Abstract:Large-scale overlapping problems are prevalent in practical engineering applications, and the optimization challenge is significantly amplified due to the existence of shared variables. Decomposition-based cooperative coevolution (CC) algorithms have demonstrated promising performance in addressing large-scale overlapping problems. However, current CC frameworks designed for overlapping problems rely on grouping methods for the identification of overlapping problem structures and the current grouping methods for large-scale overlapping problems fail to consider both accuracy and efficiency simultaneously.

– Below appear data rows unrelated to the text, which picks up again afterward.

Issue #3492, opened 2024-05-30
Resolver Performance


DaddyWarbucks:
I was clicking around the repo today and noticed this issue: https://github.com/feathersjs/feathers/pull/3487. It reminded me that awhile back I completed an issue for yup.js that I believe resolvers could also benefit from.

See: https://github.com/jquense/yup/issues/2052

The problem is that the resolvers treat ALL resolver functions as async and pushes/pops them onto the event loop. This means it schedules potentially sync work on the event loop. This can be solved by creating a more callback oriented flow that allows sync functions and async functions to be scheduled differently.

I don't think the performance benefits will be as great here as they were in yup.js. Yup generally has more "resolvers" and are more regularly sync. Feathers resolvers generally have fewer "resolvers" and are more commonly async. But, for large datasets I bet there would be a considerable performance gain.

DaddyWarbucks:
This would not require a change to resolver function parameters and they would continue to work as expected. 

Under the hood the resolvers would not be forced into a `Promise.all`. Instead the resolvers would be looped, synchronous resolvers would be called and then call a simple callback, and async functions would be called in a `Promise.all` where each function resolves with the callback. A counter of all the callbacks would indicate when the loop is done.

Long story short, overloading the event queue with synchronous work has a measurable impact. Not only on the the current request but anything else sharing the queue at that time. There were very impressive performance gains when I added this to yup. Resolvers could certainly benefit from this.

I am also curious if hooks could benefit from this approach. I haven't really poked around at hooks since async/koa style hooks were implemented. But that is another place where there is likely a bunch of hooks that are really synchronous but being treated as promises.

PR #3504, opened 2024-06-22
Feature: sync resolvers

DaddyWarbucks:
See: https://github.com/feathersjs/feathers/issues/3492

This PR is a WIP and a proof of concept. I have added a new `_resolve` method and added a test to compare the speed of this method compared to the current `resolve` method. The new `_resolve` method does not use `Promise.all` to resolve properties. Instead, it uses a basic for loop and done callback. This ensures resolvers that are not actually promises are not scheduled on the event loop. 

When running the tests for the package you will see some `console.time` results. I purposefully left the test configure in a manner that favored `syncResolvers`. This should accurately illustrate the problem with assuming all resolvers are promises. But you can configure these settings however you would like.

```js
const count = 10000
const asyncResolvers = 1
const syncResolvers = 10
const runs = 10

sync0: 86.879ms
sync1: 72.509ms
sync2: 171.684ms
sync3: 69.843ms
sync4: 67.955ms
sync5: 77.137ms
sync6: 75.034ms
sync7: 79.12ms
sync8: 77.653ms
sync9: 78.587ms

async0: 180.141ms
async1: 173.855ms
async2: 169.611ms
async3: 168.678ms
async4: 162.778ms
async5: 177.389ms
async6: 193.163ms
async7: 316.745ms
async8: 157.414ms
async9: 163.333ms
``` 

Interestingly, even when using all `asyncResolvers` the `_resolve` method is faster. I have noticed this when writing similar updates for yupjs and feathers-fletching. I speculate its because the callback pattern can pop promises off the loop as it goes and `Promise.all` has to keep them all in the loop until they are done? Pure speculation.

```js
const count = 10000
const asyncResolvers = 10
const syncResolvers = 0
const runs = 10

sync0: 258.305ms
sync1: 124.654ms
sync2: 123.168ms
sync3: 128.291ms
sync4: 126.634ms
sync5: 126.913ms
sync6: 131.84ms
sync7: 134.369ms
sync8: 125.799ms
sync9: 128.844ms

async0: 159.942ms
async1: 167.286ms
async2: 156.082ms
async3: 156.891ms
async4: 321.241ms
async5: 177.017ms
async6: 160.917ms
async7: 155.687ms
async8: 149.171ms
async9: 146.085ms
```

The `_resolve` method passes all tests but one. You can rename it to `resolve` (comment/rename real resolve method). It fails one test around virtuals. I played with it and couldn't get it, but I am confident its solvable.

I am also curious if `feathersjs/hooks` could benefit from a similar treatment. I am not sure how it would work with the next-able hooks, but that may even make it easier. This would allow entire Feathers applications to get a performance boost if hooks like `disallow`, etc aren't consuming the event loop.

### DIFF
--- a/packages/schema/src/resolver.ts
+++ b/packages/schema/src/resolver.ts
@@ -26,7 +26,7 @@ export const IS_VIRTUAL = Symbol.for('@feathersjs/schema/virtual')
  * @returns The property resolver function
  */
 export const virtual = <T, V, C>(virtualResolver: VirtualResolver<T, V, C>) => {
-  const propertyResolver: PropertyResolver<T, V, C> = async (_value, obj, context, status) =>
+  const propertyResolver: PropertyResolver<T, V, C> = (_value, obj, context, status) =>
     virtualResolver(obj, context, status)
 
   propertyResolver[IS_VIRTUAL] = true
@@ -90,12 +90,12 @@ export class Resolver<T, C> {
    * @param status The current resolver status
    * @returns The resolver property
    */
-  async resolveProperty<D, K extends keyof T>(
+  resolveProperty<D, K extends keyof T>(
     name: K,
     data: D,
     context: C,
     status: Partial<ResolverStatus<T, C>> = {}
-  ): Promise<T[K]> {
+  ): PromiseOrLiteral<T[K]> {
     const resolver = this.options.properties[name]
     const value = (data as any)[name]
     const { path = [], stack = [] } = status || {}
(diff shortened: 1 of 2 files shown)


DaddyWarbucks:
I know this needs to fix one test before its actually ready. But I wanted to get @daffl and @marshallswain eyes on it for some feedback. Ya'll let me know any thoughts/questions/concerns.

daffl:
Thank you for putting this up. It's kind of interesting that things like this don't seem to get optimized by V8.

In this article, we propose a two-stage enhanced grouping method for large-scale overlapping problems, called OEDG, which achieves accurate grouping while significantly reducing computational resource consumption. In the first stage, OEDG employs a grouping method based on the finite differences principle to identify all subcomponents and shared variables. In the second stage, we propose two grouping refinement methods, called subcomponent union detection (SUD) and subcomponent detection (SD), to enhance and refine the grouping results. SUD examines the information of the subcomponents and shared variables obtained in the previous stage, and SD corrects inaccurate grouping results. To better verify the performance of the proposed OEDG, we propose a series of novel benchmarks that consider various properties of large-scale overlapping problems, including the topology structure, overlapping degree, and separability. Extensive experimental results demonstrate that OEDG is capable of accurately grouping different types of large-scale overlapping problems while consuming fewer computational resources. Finally, we empirically verify that the proposed OEDG can effectively improve the optimization performance of diverse large-scale overlapping problems.